● **TASK DETAILS**: Look through the records below for the line with "adoroshk, line 527: Thank". Return that line and each one after it up to and including the line with "PR #1867, opened 2023-10-30", exactly.

● **TASK DATA**:
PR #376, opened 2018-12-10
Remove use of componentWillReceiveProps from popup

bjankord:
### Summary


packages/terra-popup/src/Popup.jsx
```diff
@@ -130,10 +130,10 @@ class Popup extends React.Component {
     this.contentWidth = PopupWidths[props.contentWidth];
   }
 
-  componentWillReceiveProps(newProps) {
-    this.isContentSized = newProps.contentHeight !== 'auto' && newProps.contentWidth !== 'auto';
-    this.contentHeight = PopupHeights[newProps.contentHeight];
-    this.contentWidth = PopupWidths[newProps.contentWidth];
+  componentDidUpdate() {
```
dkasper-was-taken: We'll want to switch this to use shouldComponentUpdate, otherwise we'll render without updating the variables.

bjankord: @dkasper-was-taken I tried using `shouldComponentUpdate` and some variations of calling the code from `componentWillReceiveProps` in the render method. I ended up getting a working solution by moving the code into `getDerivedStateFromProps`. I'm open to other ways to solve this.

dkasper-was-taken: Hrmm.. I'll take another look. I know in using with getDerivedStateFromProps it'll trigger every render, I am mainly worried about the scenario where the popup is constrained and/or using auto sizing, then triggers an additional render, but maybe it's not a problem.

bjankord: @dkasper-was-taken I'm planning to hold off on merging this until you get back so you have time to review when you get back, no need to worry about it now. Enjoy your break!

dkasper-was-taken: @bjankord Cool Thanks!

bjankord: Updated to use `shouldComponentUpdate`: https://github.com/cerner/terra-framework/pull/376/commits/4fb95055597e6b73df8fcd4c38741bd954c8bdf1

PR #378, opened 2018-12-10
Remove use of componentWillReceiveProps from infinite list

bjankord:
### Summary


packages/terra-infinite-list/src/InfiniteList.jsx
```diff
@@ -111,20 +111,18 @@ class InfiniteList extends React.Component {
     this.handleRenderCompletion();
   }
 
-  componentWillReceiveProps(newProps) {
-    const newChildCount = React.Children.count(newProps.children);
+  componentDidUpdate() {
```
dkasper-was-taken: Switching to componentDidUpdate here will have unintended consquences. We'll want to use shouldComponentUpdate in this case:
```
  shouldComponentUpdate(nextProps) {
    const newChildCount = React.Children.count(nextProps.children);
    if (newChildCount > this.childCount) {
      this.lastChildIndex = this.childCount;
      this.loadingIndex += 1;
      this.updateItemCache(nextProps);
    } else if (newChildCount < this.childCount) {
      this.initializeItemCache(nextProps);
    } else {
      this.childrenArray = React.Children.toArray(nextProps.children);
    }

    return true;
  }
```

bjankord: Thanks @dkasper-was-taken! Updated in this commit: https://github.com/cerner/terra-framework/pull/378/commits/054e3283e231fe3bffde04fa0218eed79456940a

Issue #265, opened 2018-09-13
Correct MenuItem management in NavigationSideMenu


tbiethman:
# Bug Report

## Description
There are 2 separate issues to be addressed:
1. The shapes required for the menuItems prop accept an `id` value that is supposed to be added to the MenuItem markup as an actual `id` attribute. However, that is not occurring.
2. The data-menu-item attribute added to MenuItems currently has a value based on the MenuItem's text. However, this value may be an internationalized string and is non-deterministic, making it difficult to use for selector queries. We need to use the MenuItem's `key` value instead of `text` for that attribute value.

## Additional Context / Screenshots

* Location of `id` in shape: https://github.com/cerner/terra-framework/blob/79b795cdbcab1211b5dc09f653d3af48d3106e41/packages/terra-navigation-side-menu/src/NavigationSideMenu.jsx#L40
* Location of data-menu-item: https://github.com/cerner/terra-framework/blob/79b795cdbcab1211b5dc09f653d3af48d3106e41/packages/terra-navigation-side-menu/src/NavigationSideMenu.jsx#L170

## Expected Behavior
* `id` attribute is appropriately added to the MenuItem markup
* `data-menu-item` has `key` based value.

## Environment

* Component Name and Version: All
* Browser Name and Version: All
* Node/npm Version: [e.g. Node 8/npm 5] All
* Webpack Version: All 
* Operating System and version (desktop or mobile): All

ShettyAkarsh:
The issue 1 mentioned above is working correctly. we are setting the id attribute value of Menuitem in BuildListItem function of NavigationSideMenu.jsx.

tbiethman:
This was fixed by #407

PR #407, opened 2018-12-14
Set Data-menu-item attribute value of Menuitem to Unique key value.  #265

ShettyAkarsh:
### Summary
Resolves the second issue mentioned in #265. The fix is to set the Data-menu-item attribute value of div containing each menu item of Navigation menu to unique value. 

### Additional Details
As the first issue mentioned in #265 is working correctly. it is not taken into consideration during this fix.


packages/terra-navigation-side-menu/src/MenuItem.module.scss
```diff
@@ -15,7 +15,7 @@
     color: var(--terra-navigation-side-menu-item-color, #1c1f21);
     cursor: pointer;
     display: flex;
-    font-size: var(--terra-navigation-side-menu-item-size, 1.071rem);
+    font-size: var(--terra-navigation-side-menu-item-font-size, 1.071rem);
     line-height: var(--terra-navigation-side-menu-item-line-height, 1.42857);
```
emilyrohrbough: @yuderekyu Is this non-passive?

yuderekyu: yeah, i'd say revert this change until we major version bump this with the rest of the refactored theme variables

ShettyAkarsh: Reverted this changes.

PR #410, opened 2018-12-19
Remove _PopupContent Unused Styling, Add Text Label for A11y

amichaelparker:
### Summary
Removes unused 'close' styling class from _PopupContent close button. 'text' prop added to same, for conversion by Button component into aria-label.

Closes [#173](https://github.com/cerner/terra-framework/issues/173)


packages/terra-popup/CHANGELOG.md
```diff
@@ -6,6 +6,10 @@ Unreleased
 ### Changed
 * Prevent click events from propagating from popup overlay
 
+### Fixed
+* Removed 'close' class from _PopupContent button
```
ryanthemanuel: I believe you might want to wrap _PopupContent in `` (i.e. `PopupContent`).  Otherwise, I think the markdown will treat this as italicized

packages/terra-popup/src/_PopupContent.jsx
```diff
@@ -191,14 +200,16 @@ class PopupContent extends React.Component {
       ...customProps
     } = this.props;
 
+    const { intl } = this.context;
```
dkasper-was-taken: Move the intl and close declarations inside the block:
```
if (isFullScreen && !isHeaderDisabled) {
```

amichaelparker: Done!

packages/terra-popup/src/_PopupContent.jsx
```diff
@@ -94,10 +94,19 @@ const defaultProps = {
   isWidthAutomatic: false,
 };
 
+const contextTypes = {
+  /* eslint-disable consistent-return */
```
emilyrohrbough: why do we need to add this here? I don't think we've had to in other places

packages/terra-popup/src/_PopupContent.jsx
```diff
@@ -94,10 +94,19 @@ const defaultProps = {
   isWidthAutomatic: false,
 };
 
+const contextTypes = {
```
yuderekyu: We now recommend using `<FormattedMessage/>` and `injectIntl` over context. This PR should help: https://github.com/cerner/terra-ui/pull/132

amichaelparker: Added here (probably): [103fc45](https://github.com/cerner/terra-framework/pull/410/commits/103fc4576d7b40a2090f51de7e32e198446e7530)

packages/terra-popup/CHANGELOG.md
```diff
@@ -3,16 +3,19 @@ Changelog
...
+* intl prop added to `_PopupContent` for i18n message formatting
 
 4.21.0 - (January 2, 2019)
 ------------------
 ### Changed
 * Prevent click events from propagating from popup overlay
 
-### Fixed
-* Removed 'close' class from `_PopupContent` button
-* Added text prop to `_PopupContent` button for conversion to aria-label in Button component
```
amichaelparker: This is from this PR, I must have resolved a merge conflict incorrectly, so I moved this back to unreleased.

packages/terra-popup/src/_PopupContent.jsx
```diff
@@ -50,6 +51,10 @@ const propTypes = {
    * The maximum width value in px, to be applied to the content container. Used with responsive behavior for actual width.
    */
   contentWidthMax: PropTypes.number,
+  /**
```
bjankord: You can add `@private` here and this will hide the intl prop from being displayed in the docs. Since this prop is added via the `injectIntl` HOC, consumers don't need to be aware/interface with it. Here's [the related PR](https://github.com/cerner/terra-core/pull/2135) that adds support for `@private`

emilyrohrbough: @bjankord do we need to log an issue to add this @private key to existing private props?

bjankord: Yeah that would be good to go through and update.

* * *

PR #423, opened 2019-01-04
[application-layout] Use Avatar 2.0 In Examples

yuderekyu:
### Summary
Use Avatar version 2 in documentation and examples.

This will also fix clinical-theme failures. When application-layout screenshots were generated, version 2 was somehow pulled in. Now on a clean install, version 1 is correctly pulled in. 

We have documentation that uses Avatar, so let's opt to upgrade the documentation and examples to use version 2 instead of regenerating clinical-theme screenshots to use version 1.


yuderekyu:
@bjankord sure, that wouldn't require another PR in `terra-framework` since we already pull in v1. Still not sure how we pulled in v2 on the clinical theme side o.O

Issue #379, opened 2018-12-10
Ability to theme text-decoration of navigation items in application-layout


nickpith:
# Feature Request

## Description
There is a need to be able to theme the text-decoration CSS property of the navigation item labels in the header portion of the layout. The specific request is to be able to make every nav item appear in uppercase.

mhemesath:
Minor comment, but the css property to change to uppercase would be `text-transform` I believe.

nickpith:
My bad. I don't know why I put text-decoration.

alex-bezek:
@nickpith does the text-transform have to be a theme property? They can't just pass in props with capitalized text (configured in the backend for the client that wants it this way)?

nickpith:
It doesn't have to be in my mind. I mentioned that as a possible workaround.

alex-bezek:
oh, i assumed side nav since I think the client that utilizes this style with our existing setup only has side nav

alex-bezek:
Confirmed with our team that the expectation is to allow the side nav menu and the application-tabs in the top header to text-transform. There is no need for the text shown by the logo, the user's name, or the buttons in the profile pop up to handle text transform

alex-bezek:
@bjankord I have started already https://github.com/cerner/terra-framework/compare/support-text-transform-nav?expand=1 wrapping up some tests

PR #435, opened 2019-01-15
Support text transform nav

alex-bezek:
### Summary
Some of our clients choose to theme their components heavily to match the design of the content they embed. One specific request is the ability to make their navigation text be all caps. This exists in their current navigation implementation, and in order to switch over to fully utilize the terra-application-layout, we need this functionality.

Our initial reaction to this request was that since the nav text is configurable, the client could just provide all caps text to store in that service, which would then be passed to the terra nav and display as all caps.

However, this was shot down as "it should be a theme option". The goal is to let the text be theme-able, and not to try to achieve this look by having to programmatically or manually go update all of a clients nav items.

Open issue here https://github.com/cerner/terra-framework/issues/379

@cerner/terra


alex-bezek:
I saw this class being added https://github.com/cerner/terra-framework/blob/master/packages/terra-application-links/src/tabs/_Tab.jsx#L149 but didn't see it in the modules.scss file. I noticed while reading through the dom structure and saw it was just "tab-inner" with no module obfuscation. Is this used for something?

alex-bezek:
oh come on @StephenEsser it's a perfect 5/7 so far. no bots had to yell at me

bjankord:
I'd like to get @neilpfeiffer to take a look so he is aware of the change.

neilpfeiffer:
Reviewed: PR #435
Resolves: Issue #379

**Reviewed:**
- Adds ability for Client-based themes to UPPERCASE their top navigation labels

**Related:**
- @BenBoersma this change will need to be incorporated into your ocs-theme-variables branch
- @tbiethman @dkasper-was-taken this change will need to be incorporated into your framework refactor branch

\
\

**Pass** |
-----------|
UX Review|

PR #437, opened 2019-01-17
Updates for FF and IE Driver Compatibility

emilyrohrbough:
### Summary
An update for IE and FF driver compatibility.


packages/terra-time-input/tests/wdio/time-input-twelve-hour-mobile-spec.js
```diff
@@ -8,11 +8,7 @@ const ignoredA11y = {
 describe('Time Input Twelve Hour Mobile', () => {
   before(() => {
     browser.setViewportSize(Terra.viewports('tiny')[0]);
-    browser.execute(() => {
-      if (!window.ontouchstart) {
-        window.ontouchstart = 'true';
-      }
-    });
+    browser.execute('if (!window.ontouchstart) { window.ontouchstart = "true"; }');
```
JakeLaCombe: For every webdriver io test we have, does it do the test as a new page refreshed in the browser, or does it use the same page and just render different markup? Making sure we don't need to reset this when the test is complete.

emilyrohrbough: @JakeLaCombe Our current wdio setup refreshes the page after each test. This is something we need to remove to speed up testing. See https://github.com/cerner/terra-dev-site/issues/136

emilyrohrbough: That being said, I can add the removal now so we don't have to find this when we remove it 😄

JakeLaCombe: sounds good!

* * *

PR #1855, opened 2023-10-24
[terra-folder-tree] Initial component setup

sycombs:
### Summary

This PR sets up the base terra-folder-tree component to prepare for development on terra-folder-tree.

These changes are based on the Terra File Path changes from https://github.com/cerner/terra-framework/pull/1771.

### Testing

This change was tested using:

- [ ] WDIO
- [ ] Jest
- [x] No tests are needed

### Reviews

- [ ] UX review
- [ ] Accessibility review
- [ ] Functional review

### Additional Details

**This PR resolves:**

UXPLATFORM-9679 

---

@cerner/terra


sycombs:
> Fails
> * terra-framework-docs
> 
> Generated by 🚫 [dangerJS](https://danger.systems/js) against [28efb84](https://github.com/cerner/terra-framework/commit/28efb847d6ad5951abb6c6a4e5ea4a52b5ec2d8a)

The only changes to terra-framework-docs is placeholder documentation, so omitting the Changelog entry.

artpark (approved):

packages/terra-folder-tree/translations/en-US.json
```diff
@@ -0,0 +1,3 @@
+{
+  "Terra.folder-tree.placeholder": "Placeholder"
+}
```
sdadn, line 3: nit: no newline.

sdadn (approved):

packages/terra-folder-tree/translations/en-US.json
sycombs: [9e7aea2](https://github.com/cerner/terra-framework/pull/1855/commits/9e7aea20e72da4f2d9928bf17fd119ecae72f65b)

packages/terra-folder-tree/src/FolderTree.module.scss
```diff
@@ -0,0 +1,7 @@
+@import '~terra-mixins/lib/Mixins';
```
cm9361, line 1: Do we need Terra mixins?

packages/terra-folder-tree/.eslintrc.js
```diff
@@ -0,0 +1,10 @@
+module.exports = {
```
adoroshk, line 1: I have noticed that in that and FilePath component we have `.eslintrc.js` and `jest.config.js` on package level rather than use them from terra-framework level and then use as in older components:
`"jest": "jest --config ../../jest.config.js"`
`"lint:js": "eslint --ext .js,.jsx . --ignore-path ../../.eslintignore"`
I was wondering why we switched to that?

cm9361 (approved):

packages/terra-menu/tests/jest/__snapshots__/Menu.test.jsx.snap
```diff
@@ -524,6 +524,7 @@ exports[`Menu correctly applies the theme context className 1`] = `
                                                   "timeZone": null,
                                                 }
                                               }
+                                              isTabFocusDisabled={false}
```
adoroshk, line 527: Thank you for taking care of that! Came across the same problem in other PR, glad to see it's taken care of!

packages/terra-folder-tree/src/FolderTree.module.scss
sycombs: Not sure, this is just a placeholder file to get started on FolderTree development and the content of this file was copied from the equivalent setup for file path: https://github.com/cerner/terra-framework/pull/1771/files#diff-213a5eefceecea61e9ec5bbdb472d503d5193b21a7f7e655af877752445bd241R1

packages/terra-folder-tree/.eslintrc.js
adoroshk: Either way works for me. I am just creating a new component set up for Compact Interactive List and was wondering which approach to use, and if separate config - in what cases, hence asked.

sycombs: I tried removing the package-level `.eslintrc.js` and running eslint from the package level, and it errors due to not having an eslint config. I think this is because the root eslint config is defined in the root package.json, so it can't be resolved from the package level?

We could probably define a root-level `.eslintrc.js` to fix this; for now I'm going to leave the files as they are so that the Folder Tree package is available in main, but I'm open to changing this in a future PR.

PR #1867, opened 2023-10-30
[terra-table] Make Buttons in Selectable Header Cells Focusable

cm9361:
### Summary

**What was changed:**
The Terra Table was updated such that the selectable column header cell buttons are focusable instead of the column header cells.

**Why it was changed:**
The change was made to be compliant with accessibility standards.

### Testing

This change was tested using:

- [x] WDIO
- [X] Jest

● **OUTPUT**:
adoroshk, line 527: Thank you for taking care of that! Came across the same problem in other PR, glad to see it's taken care of!

packages/terra-folder-tree/src/FolderTree.module.scss
sycombs: Not sure, this is just a placeholder file to get started on FolderTree development and the content of this file was copied from the equivalent setup for file path: https://github.com/cerner/terra-framework/pull/1771/files#diff-213a5eefceecea61e9ec5bbdb472d503d5193b21a7f7e655af877752445bd241R1

packages/terra-folder-tree/.eslintrc.js
adoroshk: Either way works for me. I am just creating a new component set up for Compact Interactive List and was wondering which approach to use, and if separate config - in what cases, hence asked.

sycombs: I tried removing the package-level `.eslintrc.js` and running eslint from the package level, and it errors due to not having an eslint config. I think this is because the root eslint config is defined in the root package.json, so it can't be resolved from the package level?

We could probably define a root-level `.eslintrc.js` to fix this; for now I'm going to leave the files as they are so that the Folder Tree package is available in main, but I'm open to changing this in a future PR.

PR #1867, opened 2023-10-30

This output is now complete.